= Chattanooga College of Law =

Law school in Tennessee, US (1898–1942)

The Chattanooga College of Law was a law school in Chattanooga, Tennessee, from 1898 to 1942.

The school began as the law department of Grant University (which later became the University of Tennessee at Chattanooga). The first graduate of the school during its existence as a department was Nathan L. Bachman, who went on to become a United States Senator. In 1906 it was reported that "the new building of the Chattanooga College of Law is one of the finest buildings in the South, located on the block immediately opposite the United States Court House".

In 1910, the university decided to discontinue its professional departments, and the dean of the law school, Charles R. Evans, persuaded the state to grant it a charter as an independent institution. Evans died shortly thereafter, and the deanship was then assumed by local judge W. B. Swaney, who remained in that position for many years. The American Bar Association reported in 1912 that "the Chattanooga College of Law has fifteen instructors, and not one of the number devotes his entire time to the school", and a 1915 description noted that the faculty generally came "from the bench and bar of Chattanooga", and were active practitioners in the law.

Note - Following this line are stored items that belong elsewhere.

PR #876, opened 2026-05-28
Fixing bad cherry pick

danthony06:


DangitBen:
I'm not sure about these changes. Why are those additions causing issues?

danthony06:
This is backporting the RQT fix to the kilted-devel branch until we get 3.0 released to all ROS distros. I made a bad cherry pick and accidentally pushed directly to the main repo, so this is fixing that cherry pick.

DangitBen (approved):
I can't test this ~~but after looking through the cmakelists.txt it _seems_ fine.~~ The build issue is still a problem.

DangitBen (changes requested):
Need to fix build issue with bad include.

https://github.com/danthony06/mapviz/blob/rqt_fix/tile_map/include/tile_map/stadia_source.h#L34

Needs to change from:

```cpp
#include <tile_map/tile_source.hpp>
```

To:
```cpp
#include "tile_source.h"
```

danthony06:
@DangitBen should be good to go now

DangitBen (approved):
Looks good!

The school was never accredited by the American Bar Association, and ceased accepting new students in 1942, several years after legislation was passed by the state requiring increased standards for the admission of students to enter law schools in the state. A 1943 article noted that the school, though still in operation, "enters a new term soon, without a single first year student for the first time in its 45 years of operation". Other notable alumni of the school included T. Grady Head, who served as Attorney General of Georgia, and on the Georgia Supreme Court.